Bernanke cited several risks with too-big-to-fail institutions:
1. These firms generate severe moral hazard: "If creditors believe that an institution will not be allowed to fail, they will not demand as much compensation for risks as they otherwise would, thus weakening market discipline; nor will they invest as many resources in monitoring the firm's risk-taking. As a result, too-big-to-fail firms will tend to take more risk than desirable, in the expectation that they will receive assistance if their bets go bad."
2. It creates an uneven playing field between big and small firms. "This unfair competition, together with the incentive to grow that too-big-to-fail provides, increases risk and artificially raises the market share of too-big-to-fail firms, to the detriment of economic efficiency as well as financial stability."
3. The firms themselves become major risks to overall financial stability, particularly in the absence of adequate resolution tools. Bernanke wrote: "The failure of Lehman Brothers and the near-failure of several other large, complex firms significantly worsened the crisis and the recession by disrupting financial markets, impeding credit flows, inducing sharp declines in asset prices, and hurting confidence. The failures of smaller, less interconnected firms, though certainly of significant concern, have not had substantial effects on the stability of the financial system as a whole."

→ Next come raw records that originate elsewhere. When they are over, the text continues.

PR #1415, opened 2023-11-24
Add "python setup.py --version" replacement command

jeanas:
https://discuss.python.org/t/replacement-for-setup-py-version

----
:books: Documentation preview :books:: https://python-packaging-user-guide--1415.org.readthedocs.build/en/1415/

### DIFF
--- a/source/discussions/setup-py-deprecated.rst
+++ b/source/discussions/setup-py-deprecated.rst
@@ -38,7 +38,11 @@ What commands should be used instead?
 +---------------------------------+                                        |
 | ``python setup.py bdist_wheel`` |                                        |
 +---------------------------------+----------------------------------------+
+| | ``python setup.py --version`` |  ``python -m setuptools_scm``          |
+| | (when using setuptools-scm_)  |                                        |
++---------------------------------+----------------------------------------+
 
+.. _setuptools-scm: https://setuptools-scm.readthedocs.io
 
 .. [#needs-build] This requires the :ref:`build` dependency.
     It is recommended to always build and publish both the source distribution
--- a/source/guides/modernize-setup-py-project.rst
+++ b/source/guides/modernize-setup-py-project.rst
@@ -37,7 +37,11 @@ and their recommended replacement commands should be used instead:
 +---------------------------------+                                        |
 | ``python setup.py bdist_wheel`` |                                        |
 +---------------------------------+----------------------------------------+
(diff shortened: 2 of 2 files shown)


sinoroc:
I am not convinced we need to add this.

I believe it was essential to write about `install`, `develop`, `sdist`, and `bdist_wheel` because using those can actually be damaging (they do produce out of date results), and also there is a clear obvious replacement. The replacement commands are even build backend agnostic and based on standards, so this was a no-brainer (from my point of view).

With things like `--name`, and `--version` (and also `test` and so on) this is not as straightforward in my opinion. As far as I know there is no real "damage" that can occur when using those. And also there is no "standard" replacement.

Maybe we could list those (`--name` `--version` `test` and so on) in a separate table further down below in a less prominent place where we can expand a bit more on the use cases.

sinoroc:
I thought merely having setuptools-scm installed had side effects, but looking at the documentation it seems like it doesn't. It has to be listed in build dependencies and there has to be a setuptools-scm table in `pyproject.toml` for it to be enabled. Is that right? If yes, then I might be more likely to agree with this suggestion.

sinoroc:
I am thinking this should be a "suggestion" rather than a recommendation.

I am thinking maybe we could add a whole new subsection of suggestions (soft recommendations), something along the lines of:

> ## What commands should be used instead?
> [...]
>
> ## What about other commands?
> 
> `setup.py --version` => a possible replacement (among others) is to rely on *setuptools-scm*: `python -m setuptools-scm`
> `setup.py test` => we recommend using a test runner, for example *pytest*
> `setup.py check` and `setup.py upload` => we suggest using *twine*: `python -m twine check` and `python -m twine upload`
>
> ## What about custom commands?
> [...]

What do you think? Would that work for you?

I do not want the guide to be seen as recommending specific tools unless they are the absolute obvious choice (such as *build*). Maybe *twine* could be one of those, I guess it is recommended in some other places in this guide. But for *setuptools-scm* (and *pytest*) I am a bit more reluctant, first there are other alternatives, and second the whole question about version strings is its own (hotly debated) topic.

sinoroc:
> this doesn't imply any sort of recommendation

Yes but this table is for "hard" recommendations, as the header of the right-hand column says: "_Current recommendation_". That is why I suggest moving this to another location outside of this recommendation table.

sinoroc:
Sorry for being picky about this. But this motivated me to open my own pull request on this. So effort is not lost. :)

PR #142, opened 2025-05-16
docs(web): updated RiveParameters `file` to `riveFile`

stormmuller:
https://github.com/rive-app/rive-wasm/blob/master/js/src/rive.ts#L1351

image


dskuza (approved):
Nice catch, thanks!

PR #146, opened 2025-05-21
docs: update and add mcp to editor section

dskuza:


docs.json
```diff
@@ -212,6 +212,12 @@
                   "editor/share-links/framer-and-rive"
                 ]
               },
+              {
+                "group": "MCP",
```
lancesnider, line 216: Does everyone know what this is? I didn't before rive.  Do we need to say mcp (ai) or something?

editor/mcp/integration.mdx
```diff
@@ -0,0 +1,103 @@
...
+
+import { EarlyAccess } from '/snippets/early-access-feature.mdx'
+
+<EarlyAccess featureName="MCP">
+   This is initially available in the Early Access version of the Mac Desktop app. Windows support is coming.
+</EarlyAccess>
+
+## Getting started
+
+You can connect the Rive Editor to AI tools through MCP (Model Context Protocol). The first set of tools are designed let AI handle repetitive tasks, like creating complex View Models, State Machines with hundreds of states/layers, Layouts, Shapes, and more.
```
lancesnider, line 14: Designed "to" let...

editor/mcp/integration.mdx
```diff
@@ -0,0 +1,103 @@
...
+        }
+    }
+  }
+  ```
+  </Step>
+  <Step title="Configure MCP">
+    Open Terminal and type the following commands:
+    ```bash
+    # In a standard Cursor installation
+    cp /path/to/mcp.json ~/.cursor
```
lancesnider, line 47: Terminal is scary to non devs. Can they just create and drop it into the relevant folder?

lancesnider (approved):

editor/mcp/integration.mdx
dskuza: It's tricky - on macOS, `.cursor` will be a hidden directory and not immediately visible in Finder unless you also explicitly enable showing hidden files and folders.

docs.json
dskuza: My gut is telling me this is geared towards people who _know_ what MCP is, since it's a _bit_ of an involved process right now, and not just a site you'll visit for AI interactivity. But, if users are finding this confusing, we can always change it; I don't think updating the group would require a redirect.

dskuza: @RobertHaynie Has there been discussion on MCP vs something like MCP (AI)?

editor/mcp/integration.mdx
dskuza: @lancesnider I updated the content here a _little_ bit… can you 👀 again?

PR #147, opened 2025-05-22
docs: split early access and early access feature into separate snippets

dskuza:
- Adds usage of new EarlyAccess snippet to MCP Integration


HayesGordon (approved):
LGTM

== Background on banking regulation ==

=== Depository banks ===
Before the Great Depression, U.S. consumer bank deposits were not guaranteed by the government, increasing the risk of a bank run, in which a large number of depositors withdraw their funds simultaneously. Since banks lend out most of their deposits and only keep a fraction on hand, a bank run can render a bank insolvent. During the Depression, hundreds of banks became insolvent, and depositors lost their money. As a result, the U.S. enacted the 1933 Banking Act, sometimes called the Glass–Steagall Act, which created the Federal Deposit Insurance Corporation (FDIC) to insure deposits up to a limit of $2,500, with successive increases to the current $250,000. In exchange for the deposit insurance provided by the federal government, depository banks are highly regulated and expected to invest excess customer deposits in lower-risk assets. After the Great Depression, it became a problem for financial companies that they are too big to fail, because there is a close connection between financial institutions involved in financial market transactions. It brings liquidity to the markets of various financial instruments. The crisis in 2008 began when the liquidity and value of financial instruments held and issued by banks and other financial institutions declined sharply.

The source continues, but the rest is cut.